范西流不再去看蜷縮在地上的兒子, 從最近的一張桌子上,摸起一壺酒,仰頭往嘴裡灌去。
一邊向外走,一邊灌, 流出來的酒液沾濕了他的鬍子, 又滴落到衣襟上。
昌州城上的街道很繁華, 像江都城一樣繁華, 也像朔州城一樣繁華。
在這個四處狼煙、遍地山匪叛軍的時期,每一座有節度使坐鎮的大城, 都依然很繁榮, 甚至於比以前更加繁榮。
周圍的有錢人帶著財富快速聚集到這裡,來尋求安全庇護,和朝廷權力的弱化, 造就了這些城市的繁榮。
蕭霽月騎上馬, 帶著眾人慢慢行過長街, 街上人流如織,但是在他們走過之時,已經自動讓開了一條道路。
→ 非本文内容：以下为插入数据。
PR #915, opened 2026-07-26
Image-gen backends: fal.ai + Gemini (nano-banana) + reference-image engine seam

rmusser01:
## Summary

Two new image-generation backends on the established adapter contract — **fal.ai** (queue+poll, default `fal-ai/flux/schnell`) and **Gemini / AI Studio** (`generateContent`, default `gemini-2.5-flash-image` — nano-banana) — plus the **engine-level reference-image seam** (image-to-image input for the new backends). Spec and plan under `Docs/superpowers/` (user-approved); built as SDD tasks with per-task adversarial review, a whole-branch final review (merge-ready, zero Critical/Important), and live UAT to the extent current keys allow.

**Fireworks was requested and then dropped mid-program**: the implementer discovered — and I verified from two independent sources — that Fireworks deprecated its image-generation API entirely on 2026-06-10 (endpoints 401 for everyone). The adapter built against the last-known schema was reverted; spec/plan carry dated drop annotations. FLUX remains served by the existing Together backend.

### Security decisions the branch is built around
- **fal never requests a server-provided URL.** Its queue poll/result URLs are self-built from the configured base + app id (first two model-path segments, cross-verified against fal's own client SDK source) + a charset-validated request id; the vendor's `status_url` is used only as a parsed cross-check that fails loudly on shape drift. This closes the credential-exfiltration channel that naively following queue responses would open.
- **Model ids are validated before URL construction** (new attack surface — the six existing adapters carry the model in the JSON body; these put it in the URL path). Charset allowlists with `..`/query rejection, per backend.
- **Gemini's key lives in the `x-goog-api-key` header only** (never the `?key=` query form Google also accepts — URLs get logged, headers don't; the live-UAT 429 confirmed the error text carries no credential). The header was also added to the central egress `_STRIP_HEADERS` — it's the app's first non-`Authorization` auth header and was silently outside the cross-origin credential-strip net.
- **Reference images validated at the choke point** — capability flags (`fal`/`gemini` true, six legacy false), mime allowlist, 10MB cap, bytes-in-memory only; unsupported backends refuse loudly. Gemini encodes as an `inline_data` part, fal as a base64 data URI. Console attach UX is a follow-up spec; the seam is engine-complete.
- New guarded `fetch_bytes_via_post` helper with a **streaming byte cap** (Content-Length pre-check + mid-read abort — review rejected read-then-check because httpx eagerly buffers with no default limit); the existing streaming helpers were relocated to `http_client` as the shared home.

### Verified-from-live-docs discipline (the task-620 lesson)
Every vendor shape was verified against live documentation during implementation and pinned in tests — including the non-obvious `responseModalities: ["TEXT","IMAGE"]` requirement (image-only silently returns empty parts) and fal's `image_size` object form. Reviewers independently re-verified the claims (one fetched fal's client source to confirm the app-id rule byte-for-byte).

### Live UAT so far (user keys, continuing post-merge)
Settings page renders all eight backends; Gemini auto-configures from `GOOGLE_API_KEY` (the designed env fallback) and its **auth-verified probe returned Reachable against the live models endpoint**; fal's reachability probe returned its exact spec'd badge. Gemini generation reached Google correctly but the key's image-quota bucket is exhausted (429) — full generation + nano-banana reference-edit UAT completes when a quota-bearing key is available; fal end-to-end awaits its key. Opt-in live suites (`TLDW_LIVE_FAL_API_KEY`/`TLDW_LIVE_GEMINI_API_KEY`) are in the tree for exactly that.

## Testing
- `Tests/Image_Generation/`: 237 passed / 9 skipped (the skips are the opt-in live suites) — includes 43 fal tests (poll lifecycle with the self-built-URL pins), 32 Gemini tests (parts iteration, safety-block mapping, header-not-query pin), the streaming-cap matrix, reference-seam validation matrix, and config/key_sources rows.
- Settings suites 113 passed (drift test passed **unmodified** when the new rows landed — the schema-driven design working as intended); egress suite 70 passed (central strip addition, pre-existing tests untouched).
- Follow-ups filed as **task-686** (cap hardening before Console attach UX, fal namespace grammar, the pre-existing chat-side `x-goog-api-key` redirect gap, keyring tests, docstring reword, friendlier 429).

---
## Summary by cubic
Adds two new image-generation backends — fal.ai and Gemini (`gemini-2.5-flash-image`) — with engine-level reference-image support. Drops Fireworks (vendor deprecated), updates settings/config, adds a streaming-safe HTTP helper, and hardens Gemini reference-image handling.

- **New Features**
  - `fal` and `gemini` adapters on the existing contract; registered in the adapter registry.
  - Reference-image seam: backend capability flags, mime allowlist (png/jpeg/webp), and a 10MB cap enforced at the engine choke point.
  - Settings: new rows and reachability/auth probes; env fallbacks (`FAL_KEY`, `GEMINI_API_KEY`/`GOOGLE_API_KEY`).
  - Config defaults and listing checks added; live test opt-ins (`TLDW_LIVE_FAL_API_KEY`, `TLDW_LIVE_GEMINI_API_KEY`).
  - `fetch_bytes_via_post` with streaming byte cap for safe large responses.

- **Security**
  - fal: self-built poll/result URLs (never follow vendor-provided URLs); strict model-id validation.
  - Gemini: `x-goog-api-key` header only; stripped on cross-origin redirects; added to central `_STRIP_HEADERS`.
  - Reference images validated centrally (capability, mime, size, non-empty) before adapter dispatch.
  - Gemini: enforces the bytes-only reference-image contract (no disk reads); raises on contract violations.

<sup>Written for commit 040aa4de31b111fe502807c600f1c63abb12b651. Summary will update on new commits.</sup>

<a href="https://cubic.dev/pr/rmusser01/tldw_chatbook/pull/915?utm_source=github" target="_blank" rel="noopener noreferrer" data-no-image-dialog="true"><picture><source media="(prefers-color-scheme: dark)" srcset="https://www.cubic.dev/buttons/review-in-cubic-dark.svg"><source media="(prefers-color-scheme: light)" srcset="https://www.cubic.dev/buttons/review-in-cubic-light.svg">Review in cubic</picture></a>

### DIFF
--- a/Docs/superpowers/plans/2026-07-26-imagegen-fal-gemini-fireworks.md
+++ b/Docs/superpowers/plans/2026-07-26-imagegen-fal-gemini-fireworks.md
@@ -1,0 +1,193 @@
+# fal.ai / Gemini / Fireworks Image Backends Implementation Plan
+
+> **For agentic workers:** REQUIRED SUB-SKILL: Use superpowers:subagent-driven-development (recommended) or superpowers:executing-plans to implement this plan task-by-task. Steps use checkbox (`- [ ]`) syntax for tracking.
+
+**Goal:** Three new image-generation backends (`fal`, `gemini`, `fireworks`) on the established adapter contract, plus the engine-level reference-image seam, wired through config, listing, registry, and the Settings page.
+
+**Architecture:** One adapter file per service; everything else is rows in existing tables (`_SECRETS`/`_NON_SECRET`, registry lazy-map, `BACKEND_IDS`/`FIELD_SCHEMA`, probe dispatch). One new guarded HTTP helper (`fetch_bytes_via_post`) for Fireworks' bytes-returning POST. Reference images open the dormant `ResolvedReferenceImage` seam with per-backend capability flags and fail-loudly choke-point validation. Spec: `Docs/superpowers/specs/2026-07-26-imagegen-fal-gemini-fireworks-design.md` — read it before any task.
+
+**Tech Stack:** Python 3.11+, httpx (sync, via the package's guarded helpers), pytest with fake clients.
+
+## Global Constraints
+
+- All HTTP through the package's guarded helpers (`http_client.fetch_json`, `image_format_utils.fetch_image_bytes`, and Task 1's `fetch_bytes_via_post`): egress `check_url_or_raise` pre-request, self-built URLs carry `trusted_origins=origin_set(url)`, response-extracted URLs are fully enforced (no trust, no credentials), no auto-redirects.
+- **Never follow server-provided URLs with credentials attached** (fal poll URLs are self-built; response URLs are cross-check only).
+- **Model ids are validated before URL construction**: gemini/fireworks `^[A-Za-z0-9._-]+$`; fal additionally allows `/` but rejects `..` segments, leading/trailing `/`, and any of `?#%` or whitespace.
+- API keys never in logs, error text, or URLs (gemini key goes in the `x-goog-api-key` HEADER, never `?key=`).
+- 404/400-model-unknown errors name the attempted model id and the config key (`[image_generation.<backend>] default_model`) — the task-620 pattern; copy `openrouter_image_adapter.py`'s enrichment shape.
+- Negative prompt is appended to the prompt text (openrouter precedent), never dropped.
+- `ImageGenResult.resolved_model`/`resolved_seed` only where the backend genuinely reports them — never fabricate.
+- Defaults (exact): fal base `https://queue.fal.run`, model `fal-ai/flux/schnell`, poll 2s, timeout 120; gemini base `https://generativelanguage.googleapis.com/v1beta`, model `gemini-2.5-flash-image`, timeout 120; fireworks base `https://api.fireworks.ai/inference/v1/workflows/accounts/fireworks/models`, model `flux-1-schnell-fp8`, timeout 120.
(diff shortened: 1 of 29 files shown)


rmusser01:

**Finding 3 (temp_path read without path_validation) + the temp_path half of finding 2: FIXED at the root** in `040aa4de3` — the Gemini adapter's `temp_path` read branch is REMOVED entirely. The spec's engine rule is bytes-in-memory only, and the choke-point validator refuses `content=None` before any adapter runs, so that branch was spec-divergent dead code; the adapter now raises a contract-violation error if a content-less reference somehow reaches it (red-verified, plus an assertion-stub proving no network call follows). No file read exists, so the path-validation question is moot. Adapter/class docstrings (finding 4) also **FIXED** in the same commit.

**Finding 1 (ModelStudio reference-image "regression"): DECLINED.** The flow the finding describes has been dormant since Phase 1: zero production code paths populate `request.reference_image` for any backend (the only constructor is `worker.build_request`, whose two callers never pass it — verified in the Task-3 review record), so nothing reachable regressed. The spec explicitly scopes reference input to the new backends and lists "reference images for the six existing backends" as a non-goal, keeping ModelStudio's per-model map dormant; ModelStudio's own direct capability call is byte-for-byte unchanged.

**Finding 2's bytes_len/empty-content hardening: DECLINED as already-triaged** — the whole-branch final review found the same two edges (cap trusts `bytes_len` rather than `len(content)`; `content=b""` passes the choke point while both adapters still fail loudly) and filed them as **task-686 AC1**, to be hardened before the Console attach-UX program creates the first production constructor. No reachable path exists today.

兩側的人群在打量著他們,樓上那些打開的窗子裡, 也有很多人在打量他們。
突然, 蕭霽月抓起背後的黑色長弓,搭箭松弦, 一支長箭猛然射處,街上有些人因為這突如其來的變故,嚇得驚聲尖叫起來。
更多的人立刻看向利箭飛去的方向,只見這支箭將一支飛馳而來的長箭從箭心劈開,力道不減,沿著那支箭射來的方向,繼續往前飛去,穿透一扇窗戶,射入其中。
「啊」的一聲驚叫從那間屋子傳出,蕭雀已經飛身下馬躥了出去。
轉眼的工夫,那扇窗子從裡面推開,蕭雀站在窗前,手中提著一個被一箭穿喉的屍體站在那裡。
他抬手將屍體扔了下去,跟著自己也從窗戶跳出來,走到蕭霽月跟前稟報導:「小姐,只有一個,已經死了。」
蕭霽月看了地上的屍體一眼,普普通通的容貌,普普通通的穿著,沒有任何特別之處,她點點頭:「嗯。」
拉了一下韁繩,驅著馬兒繼續往前走。
蕭雀跳上馬背,立刻跟上,也沒有再管地上的刺客。
前方的人群快速向後退去,讓開的道路更加寬闊了。
這時,變故再生,一個人從旁邊茶樓的二樓掉了出來,摔在蕭霽月的馬前,隊伍再次被迫停止前行。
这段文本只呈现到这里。